Tony Rothman

Tony Rothman

Infobox Science Fiction Writer


imagesize = 150px
name = Tony Rothman
caption =
birth_date = 1953
birth_place = United States
death_date =
death_place =
occupation = Physicist, Cosmologist, Science Fiction Writer
genre = Science fiction (hard SF), popular science
movement =
magnum_opus = "Apocrypha", "The Course of Fortune" (Both Unpublished.)
debut_works = "The World is Round"
influences = Milton A. Rothman
website = http://www.physics.princeton.edu/~trothman/

Tony Rothman (born 1953) is an American theoretical physicist specializing in cosmology, and science fiction writer.

Rothman holds a B.A. from Swarthmore College, (1975) and a Ph.D from the University of Texas at Austin (1981), where he studied at the Center for Relativity. He continued on post-doctoral fellowships at Oxford, the University of Moscow and the University of Cape Town. After returning to the United States, Rothman briefly worked as an editor at "Scientific American", then went on to teach at Harvard, Illinois Wesleyan University, Bryn Mawr College and more recently at Princeton University.

Rothman's scientific research has been mostly in the areas of general relativity and cosmology, where he has made contributions to the study of the early universe, specifically cosmic nucleosynthesis, black holes, inflationary cosmology and gravitons.

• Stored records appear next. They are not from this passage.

Issue #128, opened 2019-05-19
Change "get" to "list"


duglin:
Proposal: change `get` to `list`

When people want to list the set of services running I think `kn service list` is more natural for people. I know this is more of a personal preference kind of thing, especially when you consider that `kubectl` actually uses `get` for both (lists and singular), but if you think about how all of the `kn service` verbs act on a single instance of a service, `get` would therefore imply "get me info about A service".  While, the word `list` more naturally implies you want a "list" of something back.... in this case services.

Net: change it to: `kn service list` to see all services.

Same should apply to the other nouns as well.

rhuss:
FYI, we already had the reverse discussion starting at https://github.com/knative/client/issues/48#issuecomment-483597428 and decided in the WG meeting on [2019-04-23](https://docs.google.com/document/d/1Uh7jTWQruBBmic-WmTvtc9cMF95kQrKb5lsqWhNuikM/edit) to go with `get` over `list` (to be in alignment to kubernetes and following the principle of least surprise even when we do not 100% like the way kubectl does it).

We can revisit this decision, but at the moment `get` is mostly for an overview and machine-readable output (like with `-o yaml`) and `describe` for human-readable detail output of a single service (like in kubectl).

duglin:
I wouldn't compare things to kubectl since kubectl is kind of odd in this respect. Sometimes it GETs a single thing, sometimes it GETs multiple - then add in the optional "s" at the end of the resource type - and I wouldn't call it the most UX-friendly.  I view `kn` (like knative) as a better UX thank vanilla Kube. So I was hoping we could do better than the CRUD-like interface of kubectl.

rhuss:
I went now back and forth with this UX issue, and I tend to agree with @duglin Although I still think that the 'principle of least suprise' is still a good thing, I'm by no means sure anymore whether it applies to kubectl vs. kn:

* kn and kubectl are already called differently: <verb> <noun> (kubectl) vs <noun> <verb> (kn). Adding a similar behaviour afterwards for "get" is probably much more confusing than to make a clear cut.
* Also some code is shared (i.e. the one for machine readable output), the target audience is different enough to justify a different UX style, too.

As I had now the chance to play around quite a bit with kn, I'd like to make the following suggestion for a kind of compromise, but still with a clear theme:

[...]

PR #179, opened 2019-06-12
Renames service 'get' to 'list'

navidshaikh:
As per title.


duglin:
thanks. Can you add  `Closes #128` in the initial comment so it'll automagically close the issue?

navidshaikh:
> thanks. Can you add Closes #128 in the initial comment so it'll automagically close the issue?

I tend to do that, but we have another PR #180 as well solving same, I will update the later on.

PR #178, opened 2019-06-12
Chore: Fix typos in docs

rohanKanojia:
I was reading your docs, I found some mistakes. Hope you find them useful!

PR #181, opened 2019-06-12
Fix typo in README.md

aliok:


duglin:
while LGTM, dup of #178 which should probably go in first

PR #186, opened 2019-06-14
feat(build.sh): Enable goimports + cleanup imports in source files

rhuss:
Much like 'go fmt' for cleaning up go source, 'goimports' can help
in properly formatting and grouping imports. See https://goinbigdata.com/goimports-vs-gofmt/
for a quick overview.

This commit also cleansup imports on existing files.

### DIFF
--- a/hack/build.sh
+++ b/hack/build.sh
@@ -152,7 +152,7 @@ check_license() {
 
 
 update_deps() {
-  echo "🕸️ Update"
+  echo "🕸️ ${S}Update"
   go mod vendor
 }
 
--- a/hack/build.sh
+++ b/hack/build.sh
@@ -54,20 +54,10 @@ run() {
     update_deps
   fi
 
-  # Run build
-  go_build
-
-  # Run tests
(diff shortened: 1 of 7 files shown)


hack/build.sh
```diff
@@ -61,6 +61,9 @@ run() {
     # Format source code
     go_fmt
 
+    # Cleanup imports
+    go_imports
```
maximilien: Minor... same as comment to `go_fmt`. I'd move anything that changes the code before compile and test.

rhuss: I will change the order in another PR, just let those get merged first.

hack/build.sh
```diff
@@ -61,6 +61,10 @@ run() {
     # Format source code
     go_fmt
```
navidshaikh: should we remove the `go_fmt` now? since, in addition to fixing imports, goimports also formats code in the same style as gofmt.

rhuss: ah, ok. I thought they do different things. Let me check.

Tony is the son of science fiction writer Milton A. Rothman. Tony Rothman's first book, written just after graduating college, was "The World is Round" (Ballantine, 1978), a science fiction novel about the evolution of society on a planet with a rather uncommon feature. His experiences in Russia led to the collection of short stories entitled "Censored Tales" (1989). He has also published six books of popular science and science history. His collection "A Physicist on Madison Avenue" (1991) was nominated for the Pulitzer Prize, while "Doubt and Certainty", with George Sudarshan, was chosen by the A-List as one of the 200 best books of 1998. "Sacred Mathematics: Japanese Temple Geometry", with Fukagawa Hidetoshi, the first history of sangaku in English, appeared in 2008.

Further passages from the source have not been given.